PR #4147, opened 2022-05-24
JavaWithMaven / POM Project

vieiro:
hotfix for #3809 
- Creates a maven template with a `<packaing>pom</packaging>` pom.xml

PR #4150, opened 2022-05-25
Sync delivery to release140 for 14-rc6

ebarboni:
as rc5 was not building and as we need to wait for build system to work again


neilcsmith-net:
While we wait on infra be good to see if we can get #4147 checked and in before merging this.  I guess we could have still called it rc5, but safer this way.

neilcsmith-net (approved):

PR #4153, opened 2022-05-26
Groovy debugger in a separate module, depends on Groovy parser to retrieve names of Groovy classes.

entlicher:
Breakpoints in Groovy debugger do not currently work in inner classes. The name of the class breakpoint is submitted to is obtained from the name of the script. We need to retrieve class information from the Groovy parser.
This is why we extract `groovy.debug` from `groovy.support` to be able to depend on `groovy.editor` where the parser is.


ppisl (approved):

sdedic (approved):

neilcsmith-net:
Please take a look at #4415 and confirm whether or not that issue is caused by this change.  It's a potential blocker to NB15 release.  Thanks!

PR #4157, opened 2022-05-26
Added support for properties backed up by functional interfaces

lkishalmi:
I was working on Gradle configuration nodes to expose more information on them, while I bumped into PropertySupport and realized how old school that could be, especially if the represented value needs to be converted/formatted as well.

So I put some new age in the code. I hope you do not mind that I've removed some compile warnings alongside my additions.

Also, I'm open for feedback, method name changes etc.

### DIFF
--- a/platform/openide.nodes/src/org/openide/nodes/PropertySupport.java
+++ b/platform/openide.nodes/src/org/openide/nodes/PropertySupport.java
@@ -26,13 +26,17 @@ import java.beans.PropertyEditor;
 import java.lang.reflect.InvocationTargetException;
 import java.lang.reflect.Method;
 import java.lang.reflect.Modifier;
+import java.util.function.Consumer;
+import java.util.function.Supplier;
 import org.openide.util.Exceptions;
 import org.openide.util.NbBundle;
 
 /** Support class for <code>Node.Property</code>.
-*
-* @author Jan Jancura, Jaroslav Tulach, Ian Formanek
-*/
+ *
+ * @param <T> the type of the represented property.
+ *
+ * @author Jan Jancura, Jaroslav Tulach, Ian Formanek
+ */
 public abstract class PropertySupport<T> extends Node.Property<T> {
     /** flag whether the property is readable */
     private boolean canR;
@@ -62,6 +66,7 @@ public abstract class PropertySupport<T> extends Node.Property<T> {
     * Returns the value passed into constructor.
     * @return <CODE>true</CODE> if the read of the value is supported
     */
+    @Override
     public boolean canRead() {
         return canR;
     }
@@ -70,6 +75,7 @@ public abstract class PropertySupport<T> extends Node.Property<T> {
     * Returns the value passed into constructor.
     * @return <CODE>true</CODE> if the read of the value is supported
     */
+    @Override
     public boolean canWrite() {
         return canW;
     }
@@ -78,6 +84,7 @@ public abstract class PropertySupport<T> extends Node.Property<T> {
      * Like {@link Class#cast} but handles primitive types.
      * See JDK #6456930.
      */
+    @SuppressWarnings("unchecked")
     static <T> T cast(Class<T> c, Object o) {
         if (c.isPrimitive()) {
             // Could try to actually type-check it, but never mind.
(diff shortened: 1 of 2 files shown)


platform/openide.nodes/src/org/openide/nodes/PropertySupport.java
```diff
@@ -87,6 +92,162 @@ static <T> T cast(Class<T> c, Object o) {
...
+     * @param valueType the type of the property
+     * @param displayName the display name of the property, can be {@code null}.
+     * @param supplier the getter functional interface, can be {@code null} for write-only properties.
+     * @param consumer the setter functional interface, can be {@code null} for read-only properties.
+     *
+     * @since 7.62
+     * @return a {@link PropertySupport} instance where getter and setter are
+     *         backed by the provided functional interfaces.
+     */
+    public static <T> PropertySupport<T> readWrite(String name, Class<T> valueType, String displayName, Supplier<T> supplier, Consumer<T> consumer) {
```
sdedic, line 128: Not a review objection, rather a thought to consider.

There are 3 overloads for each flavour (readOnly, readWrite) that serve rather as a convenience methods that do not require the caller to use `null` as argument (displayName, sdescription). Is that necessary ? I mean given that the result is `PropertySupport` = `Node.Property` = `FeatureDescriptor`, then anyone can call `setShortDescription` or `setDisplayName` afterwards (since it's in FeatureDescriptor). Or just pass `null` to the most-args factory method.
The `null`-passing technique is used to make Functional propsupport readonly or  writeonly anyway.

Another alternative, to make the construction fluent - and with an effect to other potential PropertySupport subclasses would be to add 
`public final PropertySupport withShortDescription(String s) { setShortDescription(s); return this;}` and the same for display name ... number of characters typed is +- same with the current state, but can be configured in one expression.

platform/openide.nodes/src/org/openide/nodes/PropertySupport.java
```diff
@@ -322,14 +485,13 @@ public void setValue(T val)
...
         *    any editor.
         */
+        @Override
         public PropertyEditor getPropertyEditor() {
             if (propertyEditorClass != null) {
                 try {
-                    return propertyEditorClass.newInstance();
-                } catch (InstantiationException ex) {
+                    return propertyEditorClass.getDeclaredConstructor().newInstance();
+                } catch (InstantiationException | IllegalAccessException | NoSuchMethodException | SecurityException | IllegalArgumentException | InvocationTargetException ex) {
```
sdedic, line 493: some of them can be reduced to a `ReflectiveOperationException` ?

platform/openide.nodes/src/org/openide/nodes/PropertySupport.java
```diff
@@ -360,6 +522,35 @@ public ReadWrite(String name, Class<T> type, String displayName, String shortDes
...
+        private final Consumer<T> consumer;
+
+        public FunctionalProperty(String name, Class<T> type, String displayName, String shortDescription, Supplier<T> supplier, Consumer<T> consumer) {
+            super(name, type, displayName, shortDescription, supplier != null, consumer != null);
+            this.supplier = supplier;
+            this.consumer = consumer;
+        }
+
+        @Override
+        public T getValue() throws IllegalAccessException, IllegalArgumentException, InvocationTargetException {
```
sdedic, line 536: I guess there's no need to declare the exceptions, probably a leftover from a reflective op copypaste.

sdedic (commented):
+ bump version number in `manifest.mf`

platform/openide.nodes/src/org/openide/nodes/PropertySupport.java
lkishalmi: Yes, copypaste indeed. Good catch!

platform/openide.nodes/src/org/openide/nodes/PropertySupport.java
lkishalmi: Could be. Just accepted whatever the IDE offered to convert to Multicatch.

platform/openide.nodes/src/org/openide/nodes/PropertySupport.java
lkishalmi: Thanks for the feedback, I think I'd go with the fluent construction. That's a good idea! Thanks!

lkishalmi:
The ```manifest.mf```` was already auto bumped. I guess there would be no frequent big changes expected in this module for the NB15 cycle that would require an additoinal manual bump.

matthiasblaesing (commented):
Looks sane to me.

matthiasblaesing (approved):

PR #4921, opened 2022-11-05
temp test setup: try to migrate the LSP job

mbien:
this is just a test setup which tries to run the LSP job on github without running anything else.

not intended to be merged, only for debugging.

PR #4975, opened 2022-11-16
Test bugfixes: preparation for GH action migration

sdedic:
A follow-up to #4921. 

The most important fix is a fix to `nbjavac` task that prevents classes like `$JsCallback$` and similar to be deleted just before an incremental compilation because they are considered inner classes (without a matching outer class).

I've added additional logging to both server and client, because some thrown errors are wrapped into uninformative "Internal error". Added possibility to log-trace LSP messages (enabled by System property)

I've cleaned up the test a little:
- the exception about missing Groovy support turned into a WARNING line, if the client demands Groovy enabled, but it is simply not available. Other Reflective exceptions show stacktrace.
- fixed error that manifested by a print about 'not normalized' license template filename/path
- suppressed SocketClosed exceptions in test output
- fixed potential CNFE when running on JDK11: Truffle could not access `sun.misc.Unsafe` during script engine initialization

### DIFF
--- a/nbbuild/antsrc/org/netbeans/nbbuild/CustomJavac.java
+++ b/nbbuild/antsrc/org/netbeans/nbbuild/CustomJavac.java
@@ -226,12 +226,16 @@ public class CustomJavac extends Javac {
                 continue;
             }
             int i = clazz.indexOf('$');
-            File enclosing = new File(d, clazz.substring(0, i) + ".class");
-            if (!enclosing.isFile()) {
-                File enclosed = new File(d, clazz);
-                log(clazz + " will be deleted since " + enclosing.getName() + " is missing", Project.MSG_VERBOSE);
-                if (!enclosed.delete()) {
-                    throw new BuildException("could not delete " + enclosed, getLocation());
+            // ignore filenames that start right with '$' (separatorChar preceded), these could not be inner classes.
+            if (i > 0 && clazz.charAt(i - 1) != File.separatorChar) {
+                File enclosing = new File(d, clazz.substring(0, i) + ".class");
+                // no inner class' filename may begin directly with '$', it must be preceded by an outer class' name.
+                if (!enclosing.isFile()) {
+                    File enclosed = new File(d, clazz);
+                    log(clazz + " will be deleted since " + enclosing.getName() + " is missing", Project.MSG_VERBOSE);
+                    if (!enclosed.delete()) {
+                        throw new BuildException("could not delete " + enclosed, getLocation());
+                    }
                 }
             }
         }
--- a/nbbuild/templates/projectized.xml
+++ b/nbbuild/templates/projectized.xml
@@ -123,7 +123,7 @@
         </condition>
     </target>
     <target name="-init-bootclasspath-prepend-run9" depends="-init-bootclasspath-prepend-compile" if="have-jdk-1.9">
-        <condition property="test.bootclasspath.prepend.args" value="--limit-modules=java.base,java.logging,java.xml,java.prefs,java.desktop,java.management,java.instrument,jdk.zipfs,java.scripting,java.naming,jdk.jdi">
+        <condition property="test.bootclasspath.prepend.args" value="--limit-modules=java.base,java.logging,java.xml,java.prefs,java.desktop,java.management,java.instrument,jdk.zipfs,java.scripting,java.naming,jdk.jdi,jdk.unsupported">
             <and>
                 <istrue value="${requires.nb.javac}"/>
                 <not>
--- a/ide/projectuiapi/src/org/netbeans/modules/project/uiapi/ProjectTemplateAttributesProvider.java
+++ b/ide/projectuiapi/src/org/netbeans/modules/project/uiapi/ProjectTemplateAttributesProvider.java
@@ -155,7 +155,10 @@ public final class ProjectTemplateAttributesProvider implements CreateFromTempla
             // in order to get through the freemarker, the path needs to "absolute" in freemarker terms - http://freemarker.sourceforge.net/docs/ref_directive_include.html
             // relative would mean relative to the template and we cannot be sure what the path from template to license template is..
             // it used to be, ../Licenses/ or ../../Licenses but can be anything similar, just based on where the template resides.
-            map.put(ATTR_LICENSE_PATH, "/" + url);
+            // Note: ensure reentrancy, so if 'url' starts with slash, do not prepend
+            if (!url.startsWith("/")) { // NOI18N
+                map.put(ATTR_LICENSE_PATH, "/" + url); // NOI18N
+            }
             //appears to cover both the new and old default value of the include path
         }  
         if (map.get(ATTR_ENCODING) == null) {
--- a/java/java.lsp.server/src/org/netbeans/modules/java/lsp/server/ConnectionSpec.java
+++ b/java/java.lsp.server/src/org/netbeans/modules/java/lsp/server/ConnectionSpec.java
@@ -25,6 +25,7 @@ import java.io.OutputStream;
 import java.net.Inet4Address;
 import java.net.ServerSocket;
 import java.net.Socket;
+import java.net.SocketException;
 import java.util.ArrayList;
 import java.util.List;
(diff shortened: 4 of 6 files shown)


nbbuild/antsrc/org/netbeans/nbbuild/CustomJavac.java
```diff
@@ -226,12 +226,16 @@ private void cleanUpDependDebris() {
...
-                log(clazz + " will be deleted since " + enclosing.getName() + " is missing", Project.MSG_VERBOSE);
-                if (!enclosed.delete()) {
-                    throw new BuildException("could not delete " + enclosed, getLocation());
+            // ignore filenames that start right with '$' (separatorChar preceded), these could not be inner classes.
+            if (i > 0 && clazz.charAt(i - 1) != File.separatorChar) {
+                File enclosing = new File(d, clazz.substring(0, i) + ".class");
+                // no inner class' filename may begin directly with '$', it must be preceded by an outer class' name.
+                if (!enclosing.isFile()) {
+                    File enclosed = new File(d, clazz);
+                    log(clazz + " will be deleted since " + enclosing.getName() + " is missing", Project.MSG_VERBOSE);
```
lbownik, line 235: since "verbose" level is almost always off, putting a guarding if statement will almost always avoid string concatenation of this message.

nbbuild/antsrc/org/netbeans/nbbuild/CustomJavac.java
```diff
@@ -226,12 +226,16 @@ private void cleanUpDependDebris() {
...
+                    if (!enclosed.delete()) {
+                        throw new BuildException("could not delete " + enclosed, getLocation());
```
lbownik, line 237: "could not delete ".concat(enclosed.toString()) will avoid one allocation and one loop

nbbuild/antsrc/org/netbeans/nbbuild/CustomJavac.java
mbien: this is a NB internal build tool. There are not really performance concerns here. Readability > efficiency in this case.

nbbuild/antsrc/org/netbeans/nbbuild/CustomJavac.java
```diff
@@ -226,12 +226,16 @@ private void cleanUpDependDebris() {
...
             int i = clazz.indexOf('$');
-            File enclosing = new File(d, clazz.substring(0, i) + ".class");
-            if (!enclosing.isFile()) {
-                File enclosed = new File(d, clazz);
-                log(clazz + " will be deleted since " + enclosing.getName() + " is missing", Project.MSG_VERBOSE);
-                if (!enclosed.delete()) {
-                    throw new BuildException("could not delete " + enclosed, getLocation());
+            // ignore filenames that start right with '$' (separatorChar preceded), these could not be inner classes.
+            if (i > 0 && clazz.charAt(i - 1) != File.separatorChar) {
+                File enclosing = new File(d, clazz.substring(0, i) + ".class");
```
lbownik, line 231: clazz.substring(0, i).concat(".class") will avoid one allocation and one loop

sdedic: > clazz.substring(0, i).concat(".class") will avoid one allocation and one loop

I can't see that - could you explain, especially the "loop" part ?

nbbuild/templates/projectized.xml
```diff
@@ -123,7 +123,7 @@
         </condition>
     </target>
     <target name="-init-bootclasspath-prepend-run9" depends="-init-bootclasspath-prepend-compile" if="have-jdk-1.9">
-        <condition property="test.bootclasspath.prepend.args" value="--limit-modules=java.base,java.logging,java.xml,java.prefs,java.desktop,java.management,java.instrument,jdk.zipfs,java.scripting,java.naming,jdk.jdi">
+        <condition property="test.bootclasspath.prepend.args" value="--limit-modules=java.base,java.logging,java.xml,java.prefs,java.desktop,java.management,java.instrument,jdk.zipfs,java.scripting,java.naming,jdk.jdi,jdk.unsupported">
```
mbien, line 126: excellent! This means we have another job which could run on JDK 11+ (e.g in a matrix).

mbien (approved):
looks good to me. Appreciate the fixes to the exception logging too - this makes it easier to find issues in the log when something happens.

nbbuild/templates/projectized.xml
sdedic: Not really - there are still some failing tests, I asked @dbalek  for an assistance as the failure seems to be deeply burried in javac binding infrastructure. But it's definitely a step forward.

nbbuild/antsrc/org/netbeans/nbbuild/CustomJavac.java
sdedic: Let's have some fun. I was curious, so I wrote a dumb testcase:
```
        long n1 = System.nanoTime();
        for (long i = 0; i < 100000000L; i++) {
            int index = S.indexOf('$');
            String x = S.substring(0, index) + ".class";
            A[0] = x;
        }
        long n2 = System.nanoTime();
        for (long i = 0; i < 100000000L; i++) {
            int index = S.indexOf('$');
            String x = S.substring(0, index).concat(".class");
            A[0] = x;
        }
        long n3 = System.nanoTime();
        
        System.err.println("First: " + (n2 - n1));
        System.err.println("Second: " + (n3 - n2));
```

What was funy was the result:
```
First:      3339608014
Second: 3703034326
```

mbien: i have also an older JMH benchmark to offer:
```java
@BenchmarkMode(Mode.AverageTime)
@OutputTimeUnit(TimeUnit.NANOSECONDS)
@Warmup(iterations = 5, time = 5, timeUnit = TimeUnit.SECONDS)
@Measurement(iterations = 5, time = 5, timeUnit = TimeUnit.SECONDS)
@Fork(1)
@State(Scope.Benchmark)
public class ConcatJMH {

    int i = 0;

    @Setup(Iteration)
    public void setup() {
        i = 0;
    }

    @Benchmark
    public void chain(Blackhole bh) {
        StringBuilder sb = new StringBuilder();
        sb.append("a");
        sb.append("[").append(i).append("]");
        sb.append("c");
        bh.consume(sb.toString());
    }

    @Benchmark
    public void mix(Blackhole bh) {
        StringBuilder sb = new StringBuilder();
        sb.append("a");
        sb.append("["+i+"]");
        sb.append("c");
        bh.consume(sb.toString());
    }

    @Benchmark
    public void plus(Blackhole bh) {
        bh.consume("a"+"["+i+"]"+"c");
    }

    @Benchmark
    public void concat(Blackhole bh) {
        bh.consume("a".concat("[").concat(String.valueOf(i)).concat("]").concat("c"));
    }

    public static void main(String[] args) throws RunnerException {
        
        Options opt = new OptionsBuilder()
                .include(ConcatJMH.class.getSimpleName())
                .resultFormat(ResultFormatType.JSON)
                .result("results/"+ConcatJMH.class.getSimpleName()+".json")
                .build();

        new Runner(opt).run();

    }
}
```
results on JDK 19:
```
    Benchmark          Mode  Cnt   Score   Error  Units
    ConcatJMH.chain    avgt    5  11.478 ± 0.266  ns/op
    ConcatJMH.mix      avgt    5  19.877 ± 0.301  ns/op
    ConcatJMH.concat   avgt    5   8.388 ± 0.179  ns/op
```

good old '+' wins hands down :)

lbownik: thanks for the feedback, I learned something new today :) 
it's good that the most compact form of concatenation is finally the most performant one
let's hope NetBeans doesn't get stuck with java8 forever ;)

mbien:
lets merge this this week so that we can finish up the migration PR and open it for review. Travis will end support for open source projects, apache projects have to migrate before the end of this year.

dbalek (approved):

——

▶ **ACTIVITY**
Would you please return all lines of the data that include the word "lbownik"?

▶ **OUTPUT OF THE TASK**
lbownik, line 235: since "verbose" level is almost always off, putting a guarding if statement will almost always avoid string concatenation of this message.
lbownik, line 237: "could not delete ".concat(enclosed.toString()) will avoid one allocation and one loop
lbownik, line 231: clazz.substring(0, i).concat(".class") will avoid one allocation and one loop
lbownik: thanks for the feedback, I learned something new today :) 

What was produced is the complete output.